Podemos concordar ou discordar com as decisões tomadas por estas organizações. Mas o questionamento em relação ao papel das instituições culturais na sociedade de hoje, especialmente o seu papel educativo, deve ser permanente, constante. Tal como Rebecca Herz, acredito que estas não devem agir independentemente da sua missão (como é sugerido no acima referido comunicado dos bloggers de museus norte-americanos), mas qualquer colecção de museu ou temporada de teatro / orquestra / festival pode ter uma ligação à vida contemporânea e ajudar a moldar o tipo de sociedade que precisamos ou sonhamos. Como o trabalho de muitos artistas contemporâneos é uma resposta a assuntos da vida contemporânea, é comum encontrarmos este género de ligações, assim como uma fértil reflexão à volta deles, na programação de teatros, companhias e galerias (o Teatro Maria Matos, o Programa Gulbenkian Próximo Futuro ou o alkantara festival são os primeiros que me ocorrem entre as entidades cuja programação acompanho em Portugal, mas há outros). Os museus ou as orquestras que apresentam obras  que não são contemporâneas não estão muito habituados a procurar ligações entre as suas colecções ou concertos e a vida contemporânea ou, se o fazem, não se torna perceptível para mim.

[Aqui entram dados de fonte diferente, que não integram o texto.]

PR #7164, opened 2025-10-04
feat(sdk-core): add verification options for signing txHex

mohammadalfaiyazbitgo:
TICKET: WP-6188

Tested with BTC & ETH Hot Wallets.

### DIFF
--- a/modules/bitgo/test/v2/unit/signTransactionVerification.ts
+++ b/modules/bitgo/test/v2/unit/signTransactionVerification.ts
@@ -1,0 +1,154 @@
+import nock = require('nock');
+import * as sinon from 'sinon';
+import * as assert from 'assert';
+import 'should';
+
+import { BitGoAPI } from '@bitgo/sdk-api';
+import { TestBitGo } from '@bitgo/sdk-test';
+import { Tbtc } from '@bitgo/sdk-coin-btc';
+import { common, BaseCoin, BitGoBase, Wallet, WalletSignTransactionOptions } from '@bitgo/sdk-core';
+
+describe('Wallet signTransaction with verifyTxParams', function () {
+  let wallet: Wallet;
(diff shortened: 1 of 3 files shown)


modules/bitgo/test/v2/unit/signTransactionVerification.ts
```diff
@@ -0,0 +1,161 @@
...
+
+    const txPrebuild = {
+      txHex: realTxHex,
+      walletId: '6840948b17e91662b782d55bbf988c4e',
+    };
+
+    // Verification parameters with wrong expected recipient
+    const verifyTxParams = {
+      txParams: {
+        recipients: [
```
margueriteblair, line 63: And it will trip an error for anything in this `verifyTxParams` that is does not match the txHex? So in this case it's the recipient, but could also be amount too, right?

margueriteblair (commented):
This seems fine to me, do we have plans for E2E testing in a lower env?

margueriteblair (dismissed):

Marzooqa (dismissed):

OttoAllmendinger (changes requested):
please don't add magic binary blobs in tests

this is testing very utxo specific code and belongs in `abstract-utxo`

however this particular func already is extensively tested. Here you can just setup a sinon spy and ensure it gets called.

modules/bitgo/test/v2/unit/signTransactionVerification.ts
mohammadalfaiyazbitgo: yes, if `recipients` is defined it will attempt to match that all recipients are in the resulting txHex with the appropriate amount, without additional recipients.

OttoAllmendinger (approved):

FloBitGo (approved):

Marzooqa (approved):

Muitas vezes pergunto-me “Qual o propósito desta exposição ou deste concerto?”, “Porque é relevante?”, “Como é que isto se relaciona com a sociedade portuguesa contemporânea e com a sua diversidade?” (penso mais uma vez no trabalho inspirador da Orchestra of the Age of the Enlightenment...)

Isto leva-me mais uma vez para uma questão recorrente neste blog: “accountability” e responsabilidade. Não vejo as instituições culturais como ilhas, distantes do que está a acontecer no seu redor. Acredito que devem tornar claro para as pessoas de que forma o que têm a dizer ou mostrar pode ser relevante para elas; devem partilhar publicamente a sua visão e objectivos e assumir a responsabilidade pelo seu cumprimento; devem ser um fórum público, onde as pessoas podem encontrar conforto, mas também o desconforto necessário. Têm claramente um papel educativo (no sentido de fornecer o que os gregos antigos chamavam "paideia"), um papel que eu não faria necessariamente depender do que acontece (ou não acontece) na escola ou em casa e um papel que não depende, em primeiro lugar, do serviço educativo, mas sim, do/a director/a.

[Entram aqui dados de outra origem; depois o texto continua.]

PR #7168, opened 2025-10-06
chore: add rebase token feature for vtho testnet

at31416:
Adding rebase token feature to use the same implementation for `vtho` as for the rebase tokens.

Dois directores de museus e um curador estarão connosco na próxima terça-feira, 16 de Dezembro, na conferência da Fundação Gulbenkian "Que lugares para a educação? A dimensão educativa de instituições culturais" (mais informações). Charles Esche (Director do Van Abbemuseum e um dos curadores da Bienal de São Paulo deste ano), David Fleming (Director dos National Museums Liverpool e Presidente da Federação Internacional de Museus de Direitos Humanos) e Delfim Sardo (Curador, Professor Universitário e Ensaísta) irão desafiar-nos a pensar sobre as nossas responsabilidades e práticas no actual contexto social e político.


Nota: Para quem não puder estar em Lisboa, a conferência será transmitida em livestreaming. Há uma série de artigos, posts, textos de opinião e entrevistas na página da conferência (em “Oradores”, “+Reflexão” e “+Info”).